**TASK DETAILS**
For the material that follows, state the number of lines where "regex" occurs, and add nothing.
+ + + + + + +
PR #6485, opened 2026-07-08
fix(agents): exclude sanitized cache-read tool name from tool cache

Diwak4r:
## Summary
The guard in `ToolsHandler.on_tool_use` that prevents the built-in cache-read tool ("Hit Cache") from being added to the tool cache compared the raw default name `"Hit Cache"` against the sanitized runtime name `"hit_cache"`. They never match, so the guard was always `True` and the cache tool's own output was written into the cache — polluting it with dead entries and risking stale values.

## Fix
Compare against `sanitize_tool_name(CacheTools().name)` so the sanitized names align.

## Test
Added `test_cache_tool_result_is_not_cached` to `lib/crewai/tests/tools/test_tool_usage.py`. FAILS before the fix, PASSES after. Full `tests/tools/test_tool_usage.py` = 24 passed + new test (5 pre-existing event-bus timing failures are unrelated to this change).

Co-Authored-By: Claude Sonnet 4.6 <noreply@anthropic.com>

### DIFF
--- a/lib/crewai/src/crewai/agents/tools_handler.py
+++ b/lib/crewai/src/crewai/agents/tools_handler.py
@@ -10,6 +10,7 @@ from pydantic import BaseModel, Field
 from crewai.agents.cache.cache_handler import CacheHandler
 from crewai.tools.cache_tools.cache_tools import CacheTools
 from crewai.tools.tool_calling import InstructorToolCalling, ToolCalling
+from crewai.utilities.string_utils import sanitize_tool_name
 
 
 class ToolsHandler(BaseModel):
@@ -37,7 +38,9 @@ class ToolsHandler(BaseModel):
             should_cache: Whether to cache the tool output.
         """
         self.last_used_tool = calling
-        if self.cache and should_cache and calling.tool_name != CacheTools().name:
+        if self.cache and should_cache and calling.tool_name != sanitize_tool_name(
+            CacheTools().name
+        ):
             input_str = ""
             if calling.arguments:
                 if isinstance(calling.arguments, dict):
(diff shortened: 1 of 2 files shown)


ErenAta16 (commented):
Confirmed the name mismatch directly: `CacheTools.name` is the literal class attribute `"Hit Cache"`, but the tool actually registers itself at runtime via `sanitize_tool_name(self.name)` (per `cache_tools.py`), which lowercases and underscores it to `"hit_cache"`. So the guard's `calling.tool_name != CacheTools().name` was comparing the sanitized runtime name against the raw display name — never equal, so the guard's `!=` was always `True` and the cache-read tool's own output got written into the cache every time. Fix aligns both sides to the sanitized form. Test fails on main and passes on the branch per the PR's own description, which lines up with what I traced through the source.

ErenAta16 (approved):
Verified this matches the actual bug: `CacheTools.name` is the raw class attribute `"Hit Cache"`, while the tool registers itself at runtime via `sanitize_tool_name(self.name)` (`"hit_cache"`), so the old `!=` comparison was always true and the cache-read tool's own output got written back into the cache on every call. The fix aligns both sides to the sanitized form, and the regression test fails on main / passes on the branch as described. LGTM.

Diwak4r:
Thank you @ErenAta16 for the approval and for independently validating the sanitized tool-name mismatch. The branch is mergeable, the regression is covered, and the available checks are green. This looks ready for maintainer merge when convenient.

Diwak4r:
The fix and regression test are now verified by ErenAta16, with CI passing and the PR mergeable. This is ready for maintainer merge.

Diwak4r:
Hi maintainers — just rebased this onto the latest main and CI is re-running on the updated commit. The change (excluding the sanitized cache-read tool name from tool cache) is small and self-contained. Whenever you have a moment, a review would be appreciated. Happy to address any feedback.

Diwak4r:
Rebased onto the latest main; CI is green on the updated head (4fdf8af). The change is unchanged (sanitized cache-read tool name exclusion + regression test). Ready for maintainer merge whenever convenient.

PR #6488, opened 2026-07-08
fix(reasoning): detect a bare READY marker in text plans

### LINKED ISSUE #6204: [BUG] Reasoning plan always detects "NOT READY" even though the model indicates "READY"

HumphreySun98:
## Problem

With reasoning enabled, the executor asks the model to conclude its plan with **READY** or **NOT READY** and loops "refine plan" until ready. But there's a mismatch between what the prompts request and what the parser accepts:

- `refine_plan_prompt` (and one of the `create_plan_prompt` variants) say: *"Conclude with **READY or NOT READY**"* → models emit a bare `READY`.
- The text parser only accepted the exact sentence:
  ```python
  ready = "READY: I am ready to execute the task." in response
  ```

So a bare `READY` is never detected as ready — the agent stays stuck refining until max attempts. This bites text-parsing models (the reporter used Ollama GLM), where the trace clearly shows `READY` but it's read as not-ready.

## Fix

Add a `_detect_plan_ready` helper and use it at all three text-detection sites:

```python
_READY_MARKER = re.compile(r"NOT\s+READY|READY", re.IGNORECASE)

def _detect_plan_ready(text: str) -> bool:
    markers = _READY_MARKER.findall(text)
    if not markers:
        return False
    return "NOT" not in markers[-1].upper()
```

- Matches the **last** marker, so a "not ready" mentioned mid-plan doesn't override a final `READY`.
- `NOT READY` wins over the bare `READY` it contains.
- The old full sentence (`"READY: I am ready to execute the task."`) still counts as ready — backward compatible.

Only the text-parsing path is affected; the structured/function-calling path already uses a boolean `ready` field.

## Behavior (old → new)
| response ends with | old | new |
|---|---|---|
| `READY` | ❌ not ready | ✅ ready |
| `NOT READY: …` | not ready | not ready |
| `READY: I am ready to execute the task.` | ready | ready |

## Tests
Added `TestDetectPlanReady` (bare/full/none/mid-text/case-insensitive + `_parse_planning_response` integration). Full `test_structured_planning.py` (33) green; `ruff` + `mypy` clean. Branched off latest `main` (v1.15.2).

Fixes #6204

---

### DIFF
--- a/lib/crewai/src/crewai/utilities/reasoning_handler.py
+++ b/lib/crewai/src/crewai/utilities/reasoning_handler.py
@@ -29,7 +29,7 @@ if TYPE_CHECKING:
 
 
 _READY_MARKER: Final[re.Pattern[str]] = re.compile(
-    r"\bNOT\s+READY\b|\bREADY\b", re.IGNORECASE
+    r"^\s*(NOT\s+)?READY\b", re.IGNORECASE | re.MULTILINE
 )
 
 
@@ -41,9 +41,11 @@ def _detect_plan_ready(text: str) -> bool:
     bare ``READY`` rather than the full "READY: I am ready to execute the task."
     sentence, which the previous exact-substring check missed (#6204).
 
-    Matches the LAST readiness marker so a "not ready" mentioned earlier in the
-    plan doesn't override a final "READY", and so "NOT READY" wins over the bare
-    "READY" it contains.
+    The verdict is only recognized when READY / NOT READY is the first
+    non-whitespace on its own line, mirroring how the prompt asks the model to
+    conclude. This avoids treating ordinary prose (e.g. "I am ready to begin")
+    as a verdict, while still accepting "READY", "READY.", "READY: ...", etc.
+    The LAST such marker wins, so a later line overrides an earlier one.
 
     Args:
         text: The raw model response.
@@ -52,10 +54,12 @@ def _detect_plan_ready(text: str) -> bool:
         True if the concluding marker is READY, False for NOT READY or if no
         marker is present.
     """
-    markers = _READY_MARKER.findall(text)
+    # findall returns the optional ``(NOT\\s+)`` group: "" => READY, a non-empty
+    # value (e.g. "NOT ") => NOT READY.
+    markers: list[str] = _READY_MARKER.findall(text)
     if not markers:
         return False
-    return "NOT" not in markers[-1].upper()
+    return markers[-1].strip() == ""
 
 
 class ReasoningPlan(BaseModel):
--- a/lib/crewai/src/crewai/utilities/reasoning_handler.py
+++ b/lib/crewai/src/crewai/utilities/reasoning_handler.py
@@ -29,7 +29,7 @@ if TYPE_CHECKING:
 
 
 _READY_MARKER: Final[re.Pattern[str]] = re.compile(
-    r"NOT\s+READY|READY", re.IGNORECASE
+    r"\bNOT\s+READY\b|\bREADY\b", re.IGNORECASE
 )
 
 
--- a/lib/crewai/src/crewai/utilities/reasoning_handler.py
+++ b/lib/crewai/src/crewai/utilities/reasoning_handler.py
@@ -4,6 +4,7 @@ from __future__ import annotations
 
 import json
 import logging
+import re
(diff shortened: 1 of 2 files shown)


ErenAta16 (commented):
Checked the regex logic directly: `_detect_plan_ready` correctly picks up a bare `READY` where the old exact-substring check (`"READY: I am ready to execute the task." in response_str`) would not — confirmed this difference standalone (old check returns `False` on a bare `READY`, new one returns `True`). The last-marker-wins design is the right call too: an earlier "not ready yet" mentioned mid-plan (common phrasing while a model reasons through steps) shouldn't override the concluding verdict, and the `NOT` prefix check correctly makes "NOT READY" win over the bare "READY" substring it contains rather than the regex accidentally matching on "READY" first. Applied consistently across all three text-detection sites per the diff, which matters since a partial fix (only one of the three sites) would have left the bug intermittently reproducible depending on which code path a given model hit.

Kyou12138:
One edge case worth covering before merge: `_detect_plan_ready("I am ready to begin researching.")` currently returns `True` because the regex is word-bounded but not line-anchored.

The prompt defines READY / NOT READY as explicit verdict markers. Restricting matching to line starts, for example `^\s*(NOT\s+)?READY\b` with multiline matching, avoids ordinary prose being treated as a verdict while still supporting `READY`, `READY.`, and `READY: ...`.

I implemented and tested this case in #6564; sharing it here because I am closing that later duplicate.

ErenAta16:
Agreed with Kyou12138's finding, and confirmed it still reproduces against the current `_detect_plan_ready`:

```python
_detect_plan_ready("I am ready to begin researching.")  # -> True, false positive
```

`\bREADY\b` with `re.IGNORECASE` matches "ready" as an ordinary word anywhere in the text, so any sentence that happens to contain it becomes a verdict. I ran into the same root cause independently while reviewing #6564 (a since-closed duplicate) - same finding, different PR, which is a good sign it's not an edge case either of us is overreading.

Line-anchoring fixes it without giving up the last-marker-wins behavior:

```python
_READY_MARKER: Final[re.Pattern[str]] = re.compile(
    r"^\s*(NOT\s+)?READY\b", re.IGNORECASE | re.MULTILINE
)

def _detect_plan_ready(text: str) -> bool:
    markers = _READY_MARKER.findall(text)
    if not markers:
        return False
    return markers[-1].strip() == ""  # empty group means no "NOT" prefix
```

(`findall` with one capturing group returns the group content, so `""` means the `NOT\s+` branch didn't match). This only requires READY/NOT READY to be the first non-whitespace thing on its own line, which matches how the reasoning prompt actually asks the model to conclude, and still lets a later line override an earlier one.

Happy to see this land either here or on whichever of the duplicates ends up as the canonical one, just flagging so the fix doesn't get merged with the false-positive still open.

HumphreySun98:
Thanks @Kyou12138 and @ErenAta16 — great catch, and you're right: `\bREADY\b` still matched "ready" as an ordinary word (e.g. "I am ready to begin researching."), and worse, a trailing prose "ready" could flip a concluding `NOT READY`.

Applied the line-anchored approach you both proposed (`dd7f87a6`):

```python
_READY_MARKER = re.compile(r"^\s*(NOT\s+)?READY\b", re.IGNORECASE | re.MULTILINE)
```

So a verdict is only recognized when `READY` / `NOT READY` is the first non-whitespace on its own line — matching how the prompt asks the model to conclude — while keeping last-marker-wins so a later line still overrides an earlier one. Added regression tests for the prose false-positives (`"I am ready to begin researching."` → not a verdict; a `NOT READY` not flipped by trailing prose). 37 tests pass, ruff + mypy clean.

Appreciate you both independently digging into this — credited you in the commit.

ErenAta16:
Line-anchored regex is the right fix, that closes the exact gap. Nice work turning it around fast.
+ + + + + + +
**OUTPUT FOR THIS TASK**
3